Reported experimental data show that D614G mutation enhances the infectivity of SARS-CoV-2 virus. However, it is highly unlikely that a seemingly high infection rate of SARS-CoV-2 is solely the result of this mutation. A near 100% coexistence of P323L (nsp12) and C241U (5’-UTR) with D614G likely contributes to the viral replication, infectivity, or a combination of attributes that are complex and interplay with the host machinery. P323 is located in the Interface domain (residues 251–398) of nsp12 (Hillen et al. 2020). However, in the cryoEM structure of replication-transcription complex (RTC), consisting of nsp7, nsp8, nsp12 and nsp13, the Interface domain is packed against nsp8 (Chen et al. 2020). The role of nsp7 and nsp8 in the context of the RTC is not known, but they can serve as the processivity factor using the replicating complex of nsp12/nsp7/nsp8/RNA (Hillen et al. 2020; Posthuma et al. 2017) similar to that of thioredoxin in the replicating structure of T7 DNA polymerase (Doublie et al. 1998). P323 is located at the interface of nsp12 and nsp8 (Hillen et al. 2020; Kirchdoerfer and Ward 2019) and mutation P323L is expected to position the leucine side chain within interacting distance to F396, which mediates hydrophobic interactions involving L122 an N118 (Cβ) of nsp8 and T323 (Cγ2) and L270 of nsp12 (Fig. 1f). Enhanced interaction between nsp12 and nsp8 would further improve the processivity of nsp12 and thereby help in the viral replication. C241 is located in the 5’UTR of the viral RNA, 25 nucleotides upstream of the AUG start codon. SHAPE analysis of viral RNA predicted it in the loop of SL5b (Sun et al. 2020). The SHAPE activity of C241 and neighboring residues in the loop are low in in vivo probing than in vitro probing, suggesting these residues may be bound by protein or engaged in long-range RNA interactions under in vivo conditions, and thus are protected from 2’-OH modification in SHAPE analysis. The C241U may change the structure of the SL5 loop or affect protein binding for easy ribosomal scanning, which is favored in translation initiation.

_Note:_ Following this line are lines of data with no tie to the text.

PR #3092, opened 2025-06-04
Handle macro expansion args in placeholder expansion

hamishknight:
Update `ExpandEditorPlaceholdersToLiteralClosures` and `CallToTrailingClosures` such that they can handle macro expansion exprs and decls. This unfortunately requires changing them such that they take a `Syntax` input and output to satisfy the conformance to `SyntaxRefactoringProvider`, but that seems preferable to making the refactoring types themselves generic.

If in the future we decide to expose `CallLikeSyntax` as a public protocol, we could decide to expose additional generic `refactor` overloads here. However it's not clear there's enough clients of these APIs to motivate doing that in this PR.

### DIFF
--- a/Sources/SwiftRefactor/CallLikeSyntax.swift
+++ b/Sources/SwiftRefactor/CallLikeSyntax.swift
@@ -1,0 +1,35 @@
+//===----------------------------------------------------------------------===//
+//
+// This source file is part of the Swift.org open source project
+//
+// Copyright (c) 2025 Apple Inc. and the Swift project authors
+// Licensed under Apache License v2.0 with Runtime Library Exception
+//
+// See https://swift.org/LICENSE.txt for license information
+// See https://swift.org/CONTRIBUTORS.txt for the list of Swift project authors
+//
+//===----------------------------------------------------------------------===//
+
+#if compiler(>=6)
+public import SwiftSyntax
+#else
+import SwiftSyntax
+#endif
+
+// TODO: We ought to consider exposing this as a public syntax protocol.
+@_spi(Testing) public protocol CallLikeSyntax: SyntaxProtocol {
+  var arguments: LabeledExprListSyntax { get set }
+  var leftParen: TokenSyntax? { get set }
+  var rightParen: TokenSyntax? { get set }
+  var trailingClosure: ClosureExprSyntax? { get set }
+  var additionalTrailingClosures: MultipleTrailingClosureElementListSyntax { get set }
+}
+@_spi(Testing) extension FunctionCallExprSyntax: CallLikeSyntax {}
+@_spi(Testing) extension MacroExpansionExprSyntax: CallLikeSyntax {}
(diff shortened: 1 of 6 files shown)


hamishknight:
@swift-ci please test

hamishknight:
@swift-ci please test

Sources/SwiftRefactor/CallLikeSyntax.swift
```diff
@@ -0,0 +1,44 @@
...
+  var trailingClosure: ClosureExprSyntax? { get set }
+  var additionalTrailingClosures: MultipleTrailingClosureElementListSyntax { get set }
+}
+@_spi(Testing) extension FunctionCallExprSyntax: CallLikeSyntax {}
+@_spi(Testing) extension MacroExpansionExprSyntax: CallLikeSyntax {}
+@_spi(Testing) extension MacroExpansionDeclSyntax: CallLikeSyntax {}
+
+extension SyntaxProtocol {
+  @_spi(Testing) public var asCallLikeSyntax: (any CallLikeSyntax)? {
+    if let function = self.as(FunctionCallExprSyntax.self) {
```
ahoppen: Could this be `self.as(SyntaxProtocol.self) as? CallLikeSyntax` so that we don’t need to add new entries here if we add new conformances to `CallLikeSyntax`?

Sources/SwiftRefactor/CallLikeSyntax.swift
```diff
@@ -0,0 +1,44 @@
...
+  var rightParen: TokenSyntax? { get set }
+  var trailingClosure: ClosureExprSyntax? { get set }
+  var additionalTrailingClosures: MultipleTrailingClosureElementListSyntax { get set }
+}
+@_spi(Testing) extension FunctionCallExprSyntax: CallLikeSyntax {}
+@_spi(Testing) extension MacroExpansionExprSyntax: CallLikeSyntax {}
+@_spi(Testing) extension MacroExpansionDeclSyntax: CallLikeSyntax {}
+
+extension SyntaxProtocol {
+  @_spi(Testing) public var asCallLikeSyntax: (any CallLikeSyntax)? {
```
ahoppen: If we want to follow the same convention as for the other traits, this should be 

```swift
func asProtocol(_: CallLikeSyntax.Protocol) -> (any CallLikeSyntax)? {
```

ahoppen (commented):
Looks good to me, just two improvement suggestions on `CallLikeSyntax`.

Sources/SwiftRefactor/CallLikeSyntax.swift
hamishknight: Ah nice

hamishknight:
@swift-ci please test

bnbarham (approved):

ahoppen (approved):
Thanks, LGTM

ahoppen:
@swift-ci Please test Windows

PR #3104, opened 2025-06-16
Fix a crash if we had a dollar identifier as the second parameter label in a closure not followed by a colon

ahoppen:
There was a mismatch between the call to `eat` and `at`. Switch the pair to a `consume(if:)` to avoid the issue.

Fixes swiftlang/swift-syntax#3103


ahoppen:
@swift-ci Please test

hamishknight:
@swift-ci please test Windows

The nsp8 mutation M129I correlated to D614G at ~2.4%. M129 is also located at the nsp8/nsp12 interface (Fig. 1g). It is positioned such that mutation M129I would result in increased hydrophobic interactions with nsp12 residues L388, A400, and V405. The increased hydrophobic interactions between nsp12 and nsp8 could also provide enhanced processivity of RNA synthesis by nsp12. Two nsp13 mutations P504L and Y541C are correlated to D614G by ~15%. P504 is at the surface of nsp13, whereas Y541 is located at the putative RNA-binding channel. From the available structures, a reliable role of P504L and Y541C mutations cannot be deduced. Similarly, the two positions (P233 and T372) of nsp14 are away from the 3′-5′-exoribonuclease or methyl-transferase sites. Currently available structure of SARS-CoV nsp14 in complex (Ma et al. 2015) with nsp10 does not provide a conclusive role of mutations at these sites.

In summary, from currently available structural, genetic and biochemical data, the higher infectivity of SARS-CoV-2 D614G mutation is not fully understood. However, from the coexistence of several mutations with relatively high frequency suggest that the infectivity of G614 virus mutation is not solely dependent on the entry. Remarkably, COVID-19 presents with a wide variety of symptoms, including neuropathology, delayed onset symptoms, and anosmia. While these coevolving mutations could impact viral fitness, the breadth and complexity of the clinical symptoms may also be associated with new mutations and adaptations. While there has been an unprecedented eruption of COVID-19 publications, clearly we have much to learn going forward.